__Work required__. Among the entries, which lines carry the string "records"? Copy each of them.

============

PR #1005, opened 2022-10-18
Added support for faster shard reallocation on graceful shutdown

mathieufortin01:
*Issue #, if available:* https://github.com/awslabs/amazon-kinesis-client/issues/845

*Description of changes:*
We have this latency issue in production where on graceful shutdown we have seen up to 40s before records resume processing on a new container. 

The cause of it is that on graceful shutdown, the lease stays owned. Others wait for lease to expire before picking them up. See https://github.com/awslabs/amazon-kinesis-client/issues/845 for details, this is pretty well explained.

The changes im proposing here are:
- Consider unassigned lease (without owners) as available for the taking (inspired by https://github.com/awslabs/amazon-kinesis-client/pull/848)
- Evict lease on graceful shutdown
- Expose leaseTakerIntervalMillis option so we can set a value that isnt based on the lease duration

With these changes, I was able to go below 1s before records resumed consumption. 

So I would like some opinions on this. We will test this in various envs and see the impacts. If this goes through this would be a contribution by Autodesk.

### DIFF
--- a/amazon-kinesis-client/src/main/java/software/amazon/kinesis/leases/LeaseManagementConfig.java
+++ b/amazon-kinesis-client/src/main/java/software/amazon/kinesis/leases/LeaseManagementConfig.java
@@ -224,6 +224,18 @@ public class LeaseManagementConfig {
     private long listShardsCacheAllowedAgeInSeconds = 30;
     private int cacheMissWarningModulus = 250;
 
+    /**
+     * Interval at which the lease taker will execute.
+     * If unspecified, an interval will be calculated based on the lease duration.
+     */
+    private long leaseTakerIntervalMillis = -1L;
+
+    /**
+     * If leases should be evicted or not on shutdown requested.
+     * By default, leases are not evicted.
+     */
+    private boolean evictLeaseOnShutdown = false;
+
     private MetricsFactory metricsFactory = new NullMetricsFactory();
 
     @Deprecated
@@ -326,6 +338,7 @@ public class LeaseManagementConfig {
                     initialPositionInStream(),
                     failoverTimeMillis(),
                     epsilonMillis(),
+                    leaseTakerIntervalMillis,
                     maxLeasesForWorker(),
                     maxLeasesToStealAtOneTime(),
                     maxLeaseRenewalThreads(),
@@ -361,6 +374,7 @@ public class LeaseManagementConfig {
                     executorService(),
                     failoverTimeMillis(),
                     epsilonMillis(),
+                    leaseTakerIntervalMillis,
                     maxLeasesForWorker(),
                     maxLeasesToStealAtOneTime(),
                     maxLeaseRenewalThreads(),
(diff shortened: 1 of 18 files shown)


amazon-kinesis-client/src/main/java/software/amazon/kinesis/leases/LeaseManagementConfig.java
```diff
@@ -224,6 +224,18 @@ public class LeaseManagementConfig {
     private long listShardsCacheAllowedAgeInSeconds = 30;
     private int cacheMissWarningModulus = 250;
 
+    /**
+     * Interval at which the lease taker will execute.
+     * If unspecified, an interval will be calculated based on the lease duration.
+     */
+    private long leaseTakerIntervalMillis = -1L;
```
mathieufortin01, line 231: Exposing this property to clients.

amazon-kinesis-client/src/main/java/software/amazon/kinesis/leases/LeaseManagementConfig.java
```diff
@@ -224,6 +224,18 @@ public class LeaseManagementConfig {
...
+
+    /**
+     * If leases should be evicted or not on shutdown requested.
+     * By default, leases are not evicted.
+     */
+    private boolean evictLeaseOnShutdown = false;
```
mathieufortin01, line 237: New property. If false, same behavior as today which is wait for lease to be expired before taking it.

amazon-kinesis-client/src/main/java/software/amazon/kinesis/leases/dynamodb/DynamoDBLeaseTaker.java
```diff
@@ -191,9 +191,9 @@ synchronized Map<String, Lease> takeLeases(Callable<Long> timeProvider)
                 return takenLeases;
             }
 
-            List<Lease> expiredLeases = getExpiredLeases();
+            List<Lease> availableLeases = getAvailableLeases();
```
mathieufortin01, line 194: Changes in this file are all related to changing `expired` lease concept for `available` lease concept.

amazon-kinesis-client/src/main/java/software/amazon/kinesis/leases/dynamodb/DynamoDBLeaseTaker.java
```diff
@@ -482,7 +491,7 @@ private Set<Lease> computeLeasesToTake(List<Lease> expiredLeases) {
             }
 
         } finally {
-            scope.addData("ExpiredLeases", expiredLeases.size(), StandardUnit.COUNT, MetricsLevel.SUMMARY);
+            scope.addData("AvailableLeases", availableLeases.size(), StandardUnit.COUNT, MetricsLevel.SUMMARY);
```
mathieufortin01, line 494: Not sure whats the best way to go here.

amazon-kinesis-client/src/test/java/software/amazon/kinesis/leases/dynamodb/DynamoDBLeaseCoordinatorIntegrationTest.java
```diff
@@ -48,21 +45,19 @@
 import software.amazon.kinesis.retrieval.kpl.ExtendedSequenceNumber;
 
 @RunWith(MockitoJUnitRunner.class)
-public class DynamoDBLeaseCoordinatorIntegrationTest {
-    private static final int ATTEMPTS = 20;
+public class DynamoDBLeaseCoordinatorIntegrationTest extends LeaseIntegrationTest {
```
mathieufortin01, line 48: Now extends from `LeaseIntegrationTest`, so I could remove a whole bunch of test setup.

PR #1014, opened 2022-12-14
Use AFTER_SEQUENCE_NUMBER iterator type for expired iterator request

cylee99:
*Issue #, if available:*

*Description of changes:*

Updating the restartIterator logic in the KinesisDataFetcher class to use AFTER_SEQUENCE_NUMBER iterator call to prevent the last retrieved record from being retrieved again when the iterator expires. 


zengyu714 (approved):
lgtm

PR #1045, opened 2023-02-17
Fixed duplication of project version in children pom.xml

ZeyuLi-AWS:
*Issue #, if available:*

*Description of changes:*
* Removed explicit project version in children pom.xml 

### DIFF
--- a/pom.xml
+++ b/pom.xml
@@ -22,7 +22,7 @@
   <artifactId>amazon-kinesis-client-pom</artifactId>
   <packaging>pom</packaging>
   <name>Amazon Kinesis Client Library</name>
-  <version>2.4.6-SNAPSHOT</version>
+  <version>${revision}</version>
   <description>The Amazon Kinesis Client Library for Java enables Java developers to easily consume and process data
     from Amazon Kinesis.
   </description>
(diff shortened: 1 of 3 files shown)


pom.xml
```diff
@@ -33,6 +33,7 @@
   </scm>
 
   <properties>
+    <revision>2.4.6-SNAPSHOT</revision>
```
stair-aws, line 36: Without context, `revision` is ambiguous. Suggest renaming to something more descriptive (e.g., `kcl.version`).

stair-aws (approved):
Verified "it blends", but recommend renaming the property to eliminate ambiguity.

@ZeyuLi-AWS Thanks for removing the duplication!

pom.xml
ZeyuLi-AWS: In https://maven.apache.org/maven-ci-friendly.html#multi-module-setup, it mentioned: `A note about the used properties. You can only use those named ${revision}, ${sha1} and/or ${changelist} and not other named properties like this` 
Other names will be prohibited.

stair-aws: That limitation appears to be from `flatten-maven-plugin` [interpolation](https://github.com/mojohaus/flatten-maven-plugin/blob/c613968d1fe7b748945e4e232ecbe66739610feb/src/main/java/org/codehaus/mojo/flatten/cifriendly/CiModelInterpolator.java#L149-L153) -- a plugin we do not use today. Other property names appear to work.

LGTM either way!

============

__Written reply__.
We have this latency issue in production where on graceful shutdown we have seen up to 40s before records resume processing on a new container. 
With these changes, I was able to go below 1s before records resumed consumption. 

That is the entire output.